[SOURCE RECORDS — start]

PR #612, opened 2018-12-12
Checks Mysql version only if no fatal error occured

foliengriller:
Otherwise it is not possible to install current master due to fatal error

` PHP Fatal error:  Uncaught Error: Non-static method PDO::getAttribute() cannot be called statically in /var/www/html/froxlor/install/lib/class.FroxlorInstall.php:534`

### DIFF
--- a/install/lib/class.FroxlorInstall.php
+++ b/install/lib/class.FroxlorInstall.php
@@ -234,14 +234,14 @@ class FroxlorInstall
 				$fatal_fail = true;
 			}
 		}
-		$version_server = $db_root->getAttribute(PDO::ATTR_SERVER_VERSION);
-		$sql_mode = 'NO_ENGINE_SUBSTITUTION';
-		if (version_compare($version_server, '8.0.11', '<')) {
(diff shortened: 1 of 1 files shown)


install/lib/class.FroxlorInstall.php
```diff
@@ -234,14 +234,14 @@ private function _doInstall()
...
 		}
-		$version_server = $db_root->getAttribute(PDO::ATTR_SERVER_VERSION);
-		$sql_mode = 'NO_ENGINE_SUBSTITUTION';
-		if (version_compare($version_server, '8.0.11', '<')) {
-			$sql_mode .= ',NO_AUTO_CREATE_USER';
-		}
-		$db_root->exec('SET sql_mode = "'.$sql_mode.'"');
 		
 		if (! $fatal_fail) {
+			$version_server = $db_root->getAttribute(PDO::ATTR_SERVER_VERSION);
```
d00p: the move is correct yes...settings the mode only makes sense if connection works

[SOURCE RECORDS — finish]

▶ **TASK GOAL**: Each line of the entries above that contains "FroxlorInstall" must be copied into the answer.

▶ **RESPONSE TO THE TASK**:
` PHP Fatal error:  Uncaught Error: Non-static method PDO::getAttribute() cannot be called statically in /var/www/html/froxlor/install/lib/class.FroxlorInstall.php:534`
--- a/install/lib/class.FroxlorInstall.php
+++ b/install/lib/class.FroxlorInstall.php
@@ -234,14 +234,14 @@ class FroxlorInstall
install/lib/class.FroxlorInstall.php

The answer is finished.